The Balinese economy was devastated by the October nightclub bombings.
In the wake of the terrorists, Bali lost an estimated US$5 billion in revenue. After the attack, which claimed almost 200 lives, Bali was a deserted island. Within 10 days, most hotels, restaurants and tourism enterprises lost 95 per cent of their business. Eight months on, Bali is rebuilding.
According to recent reports, visitors are returning. Bargain basement deals are helping. And while business is still around half what it was before the attack, things are looking up. Many travel-related businesses have used the time wisely to renovate and upgrade their security arrangements.
Countries like Australia still issue travel advisories warning their citizens against visiting Bali. (But then Australia also cautions its citizens against visiting the UK for reasons of personal security.) In spite of that, airlines like Qantas and Garuda, which slashed flights after the bombings, are now increasing them.
And the brightest news of all concerns a new airline, Air Paradise. On February 16, Air Paradise launched seven return flights a week between Melbourne and Perth and Denpasar. In its first five days in business it received 2,000 bookings.
Significantly, Air Paradise is owned by Wiranatha Kadek who also owned the ill-fated Paddy's Bar, which was destroyed by the first blast. Kadek owns dozens of tourist-related businesses in Bali and employs thousands of people. Rather than cancel plans to start his airline, Kadek pushed ahead regardless. We can draw courage from him. Especially when we remember that Kadek and the Balinese don't have the kind of financial resources that Hong Kong, Singapore or China can draw on.
And while we're talking about tourism, here's a fascinating story from Bermuda. When Bermuda's Department of Tourism launched its new campaign, there were more than a few red faces. And they weren't the suntanned faces of wealthy American tourists being targeted by the ads, but those within the department itself.

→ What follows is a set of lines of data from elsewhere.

PR #25386, opened 2026-03-23
[fix][client] Fixed stuck issues caused by an exception encountered in the receiveIndividualMessagesFromBatch()

gosonzhang:
### Motivation

Fixed three issues with `receiveIndividualMessagesFromBatch()` parsing failures:

1. On the consumer side, corrupted  batch messages that fail to parse based on formats formed by [a] or other conditions should be discarded to avoid consumption stucks.

2. When parsing a batch of messages and an exception is thrown in the middle, the permits (minus 1) of the remaining unprocessed messages are all leaked, causing consumption stucks.

3. When batch index ack is enabled, messages being processed will be confirmed in advance in the event of a parsing exception.

[a]. https://github.com/apache/pulsar/pull/24061

- [ ] The public API
- [ ] The schema
- [ ] The threading model
- [ ] The binary protocol
- [ ] The REST endpoints
- [ ] The admin CLI options
- [ ] The metrics

### Documentation

- [ ] `doc` 
- [ ] `doc-required` 
- [x] `doc-not-needed` 
- [ ] `doc-complete` 

[none](https://github.com/gosonzhang/pulsar/pull/3)

### DIFF
--- a/pulsar-client/src/main/java/org/apache/pulsar/client/impl/ConsumerImpl.java
+++ b/pulsar-client/src/main/java/org/apache/pulsar/client/impl/ConsumerImpl.java
@@ -1786,6 +1786,7 @@ public class ConsumerImpl<T> extends ConsumerBase<T> implements ConnectionHandle
 
         SingleMessageMetadata singleMessageMetadata = new SingleMessageMetadata();
         int skippedMessages = 0;
+        int processedMessages = 0;
         try {
             for (int i = 0; i < batchSize; ++i) {
                 final MessageImpl<T> message = newSingleMessage(i, batchSize, brokerEntryMetadata, msgMetadata,
@@ -1815,13 +1816,14 @@ public class ConsumerImpl<T> extends ConsumerBase<T> implements ConnectionHandle
                     continue;
                 }
                 executeNotifyCallback(message);
+                processedMessages++;
             }
             if (ackBitSet != null) {
                 ackBitSet.recycle();
             }
-        } catch (IllegalStateException e) {
-            log.warn("[{}] [{}] unable to obtain message in batch", subscription, consumerName, e);
-            discardCorruptedMessage(messageId, cnx, ValidationError.BatchDeSerializeError);
+        } catch (IllegalStateException | IllegalArgumentException e) {
+            discardCorruptedBatchMessage(messageId, cnx,
+                    (batchSize - skippedMessages - processedMessages), ValidationError.BatchDeSerializeError);
         }
 
         if (deadLetterPolicy != null && possibleSendToDeadLetterTopicMessages != null) {
@@ -2151,6 +2153,14 @@ public class ConsumerImpl<T> extends ConsumerBase<T> implements ConnectionHandle
         log.error("[{}][{}] Discarding corrupted message at {}:{}", topic, subscription, messageId.getLedgerId(),
                 messageId.getEntryId());
         discardMessage(messageId, currentCnx, validationError, 1);
+    }
+
+    private void discardCorruptedBatchMessage(MessageIdData messageId, ClientCnx currentCnx,
+                                              int unreadMessages, ValidationError validationError) {
+        log.error("[{}] [{}] Discarding corrupted batch message at {}:{}, unread count={}, exception={}",
+                subscription, consumerName, messageId.getLedgerId(), messageId.getEntryId(),
+                unreadMessages, validationError);
+        discardMessage(messageId, currentCnx, validationError, unreadMessages);
     }
 
     private void discardMessage(MessageIdData messageId, ClientCnx currentCnx, ValidationError validationError,
--- a/pulsar-client/src/main/java/org/apache/pulsar/client/impl/ConsumerImpl.java
+++ b/pulsar-client/src/main/java/org/apache/pulsar/client/impl/ConsumerImpl.java
@@ -1822,8 +1822,9 @@ public class ConsumerImpl<T> extends ConsumerBase<T> implements ConnectionHandle
                 ackBitSet.recycle();
             }
         } catch (IllegalStateException | IllegalArgumentException e) {
-            discardCorruptedBatchMessage(messageId, cnx,
-                    (batchSize - skippedMessages - processedMessages), ValidationError.BatchDeSerializeError);
+            // For IllegalArgumentException see PR: https://github.com/apache/pulsar/pull/24061
+            discardCorruptedBatchMessage(messageId, cnx, batchSize,
+                    skippedMessages, processedMessages, ValidationError.BatchDeSerializeError);
         }
 
         if (deadLetterPolicy != null && possibleSendToDeadLetterTopicMessages != null) {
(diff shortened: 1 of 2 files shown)


pulsar-client/src/test/java/org/apache/pulsar/client/impl/BatchMessageDecodeFailureTest.java
```diff
@@ -0,0 +1,220 @@
...
+
+        consumer.receiveIndividualMessagesFromBatch(brokerEntryMetadata, metadata, 0, null,
+                batchBuffer, new MessageIdData().setLedgerId(2000).setEntryId(2),
+                mockCnx, DEFAULT_CONSUMER_EPOCH, false);
+
+        // The first valid message should be enqueued via executeNotifyCallback,
+        // which uses internalPinnedExecutor.execute(). Since it's async,
+        // we check the stats synchronously — discardCorruptedBatchMessage
+        // is called inline in the catch block.
+        verify(statsRecorder, times(1)).incrementNumReceiveFailed();
```
lhotari: since the execution is async, Mockito's `timeout` should be used. `timeout(2000).times(1)` or just `timeout(2000)`.

pulsar-client/src/test/java/org/apache/pulsar/client/impl/BatchMessageDecodeFailureTest.java
```diff
@@ -0,0 +1,220 @@
...
+        consumer.receiveIndividualMessagesFromBatch(brokerEntryMetadata, metadata, 0, null,
+                truncatedBuffer, new MessageIdData().setLedgerId(4000).setEntryId(4),
+                mockCnx, DEFAULT_CONSUMER_EPOCH, false);
+
+        // No messages should be enqueued
+        assertEquals(consumer.numMessagesInQueue(), 0,
+                "Truncated payload should not produce any messages in queue");
+
+        // The receive-failed counter should have been incremented
+        verify(statsRecorder, times(1)).incrementNumReceiveFailed();
```
lhotari: use `timeout(2000)`

pulsar-client/src/test/java/org/apache/pulsar/client/impl/BatchMessageDecodeFailureTest.java
```diff
@@ -0,0 +1,220 @@
...
+        consumer.receiveIndividualMessagesFromBatch(brokerEntryMetadata, metadata, 0, null,
+                corruptedPayload, new MessageIdData().setLedgerId(1000).setEntryId(1),
+                mockCnx, DEFAULT_CONSUMER_EPOCH, false);
+
+        // No valid messages should be enqueued
+        assertEquals(consumer.numMessagesInQueue(), 0,
+                "Corrupted batch should not produce any messages in queue");
+
+        // Verify discardCorruptedBatchMessage incremented the failed counter
+        verify(statsRecorder, times(1)).incrementNumReceiveFailed();
```
lhotari: use `timeout(2000)`

pulsar-client/src/test/java/org/apache/pulsar/client/impl/BatchMessageDecodeFailureTest.java
gosonzhang: ok

pulsar-client/src/main/java/org/apache/pulsar/client/impl/ConsumerImpl.java
```diff
@@ -1815,13 +1816,14 @@ void receiveIndividualMessagesFromBatch(BrokerEntryMetadata brokerEntryMetadata,
...
                 executeNotifyCallback(message);
+                processedMessages++;
             }
             if (ackBitSet != null) {
                 ackBitSet.recycle();
             }
-        } catch (IllegalStateException e) {
-            log.warn("[{}] [{}] unable to obtain message in batch", subscription, consumerName, e);
-            discardCorruptedMessage(messageId, cnx, ValidationError.BatchDeSerializeError);
+        } catch (IllegalStateException | IllegalArgumentException e) {
```
lhotari, line 1824: What scenario cause `IllegalArgumentException`? It could be helpful to add a comment in the test case.

pulsar-client/src/main/java/org/apache/pulsar/client/impl/ConsumerImpl.java
```diff
@@ -1815,13 +1816,14 @@ void receiveIndividualMessagesFromBatch(BrokerEntryMetadata brokerEntryMetadata,
...
                 }
                 executeNotifyCallback(message);
+                processedMessages++;
             }
             if (ackBitSet != null) {
                 ackBitSet.recycle();
             }
-        } catch (IllegalStateException e) {
-            log.warn("[{}] [{}] unable to obtain message in batch", subscription, consumerName, e);
-            discardCorruptedMessage(messageId, cnx, ValidationError.BatchDeSerializeError);
```
lhotari, line 1824: this method comes dead code after this change. it's worth removing if it's the case.

pulsar-client/src/main/java/org/apache/pulsar/client/impl/ConsumerImpl.java
```diff
@@ -1815,13 +1816,14 @@ void receiveIndividualMessagesFromBatch(BrokerEntryMetadata brokerEntryMetadata,
...
+        } catch (IllegalStateException | IllegalArgumentException e) {
+            discardCorruptedBatchMessage(messageId, cnx,
+                    (batchSize - skippedMessages - processedMessages), ValidationError.BatchDeSerializeError);
```
lhotari: There's also another existing bug: the acknowledgements of messages already in processing are getting ignored, assuming that batch index acknowledgement is used. It might be useful to also fix that issue while fixing problems in this area. 
I'd assume that the fix would be to pass an ack set where the remaining indices are acknowledged (when batch index ack is enabled).

pulsar-client/src/main/java/org/apache/pulsar/client/impl/ConsumerImpl.java
gosonzhang: It needs to be removed

In the original code, a similar error would be printed whenever the `discardCorruptedMessage` function is entered. So, merging them and keeping only one log output is sufficient.

pulsar-client/src/main/java/org/apache/pulsar/client/impl/ConsumerImpl.java
gosonzhang: Yes, that's right, let me see

gosonzhang:
@lhotari Could you please take another look? I've made the modifications according to your suggestions.

pulsar-client/src/main/java/org/apache/pulsar/client/impl/ConsumerImpl.java
```diff
@@ -2153,6 +2156,38 @@ private void discardCorruptedMessage(MessageIdData messageId, ClientCnx currentC
...
+                ackBitSet.clear(i);
+            }
+        }
+        ByteBuf cmd = Commands.newAck(consumerId, messageId.getLedgerId(), messageId.getEntryId(),
+                ackBitSet, AckType.Individual, validationError, Collections.emptyMap(), -1);
+        currentCnx.ctx().writeAndFlush(cmd, currentCnx.ctx().voidPromise());
+        if (ackBitSet != null) {
+            ackBitSet.recycle();
+        }
+        increaseAvailablePermits(currentCnx, batchSize - corruptedStartIndex);
```
Denovo1998, line 2187: It is not advisable to directly use `batchSize - (skipped + processed)` to replenish permits. The `receiveIndividualMessagesFromBatch()` method will filter out already-acknowledged batch indices at the beginning based on the inbound ackSet; these indices have not consumed broker permits. If this is a partial batch redelivery, the current algorithm would include the undelivered indices, potentially leading to permit over-credit.

It might be better to pass in the current inbound ackBitSet, count only the bits after the failing index that are still deliverable, and construct a new ack set based on that.

pulsar-client/src/main/java/org/apache/pulsar/client/impl/ConsumerImpl.java
```diff
@@ -1815,13 +1816,15 @@ void receiveIndividualMessagesFromBatch(BrokerEntryMetadata brokerEntryMetadata,
...
                 executeNotifyCallback(message);
+                processedMessages++;
             }
             if (ackBitSet != null) {
                 ackBitSet.recycle();
             }
-        } catch (IllegalStateException e) {
-            log.warn("[{}] [{}] unable to obtain message in batch", subscription, consumerName, e);
-            discardCorruptedMessage(messageId, cnx, ValidationError.BatchDeSerializeError);
+        } catch (IllegalStateException | IllegalArgumentException e) {
```
Denovo1998, line 1824: Commands.deSerializeSingleMessageInBatch() may also throw IndexOutOfBoundsException for truncated payload (triggered by readUnsignedInt() or retainedSlice()), whereas newSingleMessage() currently does not wrap it into IllegalStateException. As a result, encountering a corrupted batch with truncation or length mismatch can still bypass discardCorruptedBatchMessage, and permit leak or stuck issues would persist.

Denovo1998 (changes requested):

PR #25825, opened 2026-05-19
[fix][bk] Fix NPE in IsolatedBookieEnsemblePlacementPolicy when policy class does not match

Shawyeok:
Fixes NPE in `IsolatedBookieEnsemblePlacementPolicy`

### Motivation

A `NullPointerException` occurs in `getExcludedBookiesWithIsolationGroups` when `getIsolationGroup()` returns a `Pair` whose `left` value is `null`. This happens when the `EnsemblePlacementPolicyConfig` carries a policy class name that does not equal `IsolatedBookieEnsemblePlacementPolicy` — in that case the `if` block that calls `pair.setLeft()` / `pair.setRight()` is skipped entirely, leaving both sides of the `MutablePair` as `null`.

This bug was observed during the upgrade from the 2.8 branch to the 3.0 branch. The same defect may also exist in master.

**Full stack trace from production:**

```
2026-05-18T13:28:40.756Z [BookKeeperClientWorker-OrderedExecutor-35-0] ERROR org.apache.bookkeeper.common.util.SingleThreadExecutor - Error while running task: Cannot invoke "java.util.Set.contains(Object)" because the return value of "org.apache.commons.lang3.tuple.Pair.getLeft()" is null
java.lang.NullPointerException: Cannot invoke "java.util.Set.contains(Object)" because the return value of "org.apache.commons.lang3.tuple.Pair.getLeft()" is null
    at org.apache.pulsar.bookie.rackawareness.IsolatedBookieEnsemblePlacementPolicy.getExcludedBookiesWithIsolationGroups(IsolatedBookieEnsemblePlacementPolicy.java:192)
    at org.apache.pulsar.bookie.rackawareness.IsolatedBookieEnsemblePlacementPolicy.getExcludedBookies(IsolatedBookieEnsemblePlacementPolicy.java:141)
    at org.apache.pulsar.bookie.rackawareness.IsolatedBookieEnsemblePlacementPolicy.replaceBookie(IsolatedBookieEnsemblePlacementPolicy.java:127)
    at org.apache.bookkeeper.client.BookieWatcherImpl.replaceBookie(BookieWatcherImpl.java:316)
    at org.apache.bookkeeper.client.EnsembleUtils.replaceBookiesInEnsemble(EnsembleUtils.java:69)
    at org.apache.bookkeeper.client.ReadOnlyLedgerHandle.handleBookieFailure(ReadOnlyLedgerHandle.java:222)
    at org.apache.bookkeeper.client.PendingAddOp.writeComplete(PendingAddOp.java:353)
    at org.apache.bookkeeper.proto.BookieClientImpl.completeAdd(BookieClientImpl.java:287)
    at org.apache.bookkeeper.proto.BookieClientImpl.access$200(BookieClientImpl.java:79)
    at org.apache.bookkeeper.proto.BookieClientImpl$ChannelReadyForAddEntryCallback.lambda$operationComplete$0(BookieClientImpl.java:405)
    at org.apache.bookkeeper.common.util.OrderedExecutor$TimedRunnable.run(OrderedExecutor.java:203)
    at org.apache.bookkeeper.common.util.SingleThreadExecutor.safeRunTask(SingleThreadExecutor.java:137)
    at org.apache.bookkeeper.common.util.SingleThreadExecutor.run(SingleThreadExecutor.java:107)
    at io.netty.util.concurrent.FastThreadLocalRunnable.run(FastThreadLocalRunnable.java:30)
    at java.base/java.lang.Thread.run(Thread.java:840)
```

This error causes topics to time out during loading. Since there is no automatic recovery path, the only way to restore service is by restarting the broker.

### Modifications

Two complementary fixes:

1. **`getIsolationGroup()`**: Ensure not returning pair of null: add compatibility with `ZkIsolatedBookieEnsemblePlacementPolicy` and fallback to defaultIsolationGroups if met a mis-match policy class.

### Verifying this change

- Added `testReplaceBookieWithNonMatchingPolicyClassShouldNotThrowNPE` to reproduce the exact production failure: calling `replaceBookie` with custom metadata whose `EnsemblePlacementPolicyConfig` policy class does not match `IsolatedBookieEnsemblePlacementPolicy`, which previously caused the NPE.

- [ ] The public API
- [ ] The schema
- [ ] The threading model
- [ ] The binary protocol
- [ ] The REST endpoints
- [ ] The admin CLI options
- [ ] The metrics

### DIFF
--- a/pulsar-broker-common/src/main/java/org/apache/pulsar/bookie/rackawareness/IsolatedBookieEnsemblePlacementPolicy.java
+++ b/pulsar-broker-common/src/main/java/org/apache/pulsar/bookie/rackawareness/IsolatedBookieEnsemblePlacementPolicy.java
@@ -166,11 +166,12 @@ public class IsolatedBookieEnsemblePlacementPolicy extends RackawareEnsemblePlac
         return Optional.empty();
     }
 
-    private static Pair<Set<String>, Set<String>> getIsolationGroup(
+    @VisibleForTesting
+    Pair<Set<String>, Set<String>> getIsolationGroup(
             EnsemblePlacementPolicyConfig ensemblePlacementPolicyConfig) {
-        MutablePair<Set<String>, Set<String>> pair = new MutablePair<>();
-        String className = IsolatedBookieEnsemblePlacementPolicy.class.getName();
-        if (ensemblePlacementPolicyConfig.getPolicyClass().getName().equals(className)) {
+        // Retain compatibility with ZkIsolatedBookieEnsemblePlacementPolicy
+        if (IsolatedBookieEnsemblePlacementPolicy.class.isAssignableFrom(ensemblePlacementPolicyConfig.getPolicyClass())) {
+            MutablePair<Set<String>, Set<String>> pair = new MutablePair<>(Collections.emptySet(), Collections.emptySet());
             Map<String, Object> properties = ensemblePlacementPolicyConfig.getProperties();
             String primaryIsolationGroupString = ConfigurationStringUtil
                     .castToString(properties.getOrDefault(ISOLATION_BOOKIE_GROUPS, ""));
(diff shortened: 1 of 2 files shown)


pulsar-broker-common/src/main/java/org/apache/pulsar/bookie/rackawareness/IsolatedBookieEnsemblePlacementPolicy.java
```diff
@@ -215,13 +218,7 @@ Set<BookieId> getExcludedBookiesWithIsolationGroups(int ensembleSize,
...
-                Set<String> primaryIsolationGroup = Collections.emptySet();
-                Set<String> secondaryIsolationGroup = Collections.emptySet();
                 Set<BookieId> primaryGroupBookies = new HashSet<>();
-                if (isolationGroups != null) {
-                    primaryIsolationGroup = isolationGroups.getLeft();
-                    secondaryIsolationGroup = isolationGroups.getRight();
-                }
                 for (String group : allGroups) {
                     Set<String> bookiesInGroup = allGroupsBookieMapping.get(group).keySet();
                     if (!primaryIsolationGroup.contains(group)) {
```
void-ptr974, line 232: This is the problematic behavior for the non-matching policyClass case. After this PR, getIsolationGroup() returns empty primary/secondary groups when the metadata policyClass is not
IsolatedBookieEnsemblePlacementPolicy. With primaryIsolationGroup empty, this condition is true for every configured group, so all grouped bookies are added to excludedBookies below. That avoids the NPE but can
still make replaceBookie fail with BKNotEnoughBookiesException. A non-matching policyClass should be ignored or fall back to defaultIsolationGroups, not be treated as an empty isolation group.

lhotari (approved):
LGTM

pulsar-broker-common/src/main/java/org/apache/pulsar/bookie/rackawareness/IsolatedBookieEnsemblePlacementPolicy.java
lhotari: @Shawyeok Please check this. I wonder if there's a test case that would cover the explained scenario?

Shawyeok: @void-ptr974 
Good point! The tricky part is that handling of empty isolation group in `IsolatedBookieEnsemblePlacementPolicy`. Now it as treated as negative for all bookies.

Currently, we can only call the `getExcludedBookiesWithIsolationGroups` method before resolving any possible pair of null scenarios.

Shawyeok: I've made a change of fallback to use defaultIsolationGroups when policy class doesn't match. Feel free to take a look. @void-ptr974 @lhotari

void-ptr974 (approved):
LGTM, thanks for addressing the fallback behavior.

dao-jun (approved):

Shawyeok:
@lhotari @dao-jun 
All tests have passed, feel free to take a look, thanks.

The ads featured lush tropical scenes, one of which - a lithe model languorously disporting herself on a beach - caught the eye of a local photographer.
It turned out he had first seen that shot when it was published in the February Travel and Leisure. And guess what: it was Hawaii. It gets fishier.
The campaign also included a photo of a diver swimming amid a school of barracuda. You guessed it: barracuda don't swim off Bermuda. As usual, the advertising agency shouldered the blame. It seems the photos were stock shots, which the agency said were designed to "create an emotion".
Well, they certainly did.
More on the subject of photography stimulating the wrong kind of emotion ... According to reports, the British advertising watchdog authority has banned a fast food restaurant's new campaign. Advertised as "steak in ciabatta with chargrilled peppers, onions and a black pepper mayo", what viewers saw on TV wasn't allegedly what they got at their local outlet. Consumers complained that the sandwich seen in the ad was "thicker and better filled" than the real one. One viewer alleged that the steak was also smaller than the one he had seen on TV.
Did the camera lie? Apparently the contents of the sandwich were the same in the studio as they are in the shop, but a proportion of the toppings had been moved to the edge of the product for filming in order to be "visible to viewers".
An art director legitimately enhancing a product, or Big Business misleading a consumer?
Well, it all depends on your interpretation, but the implications are scary.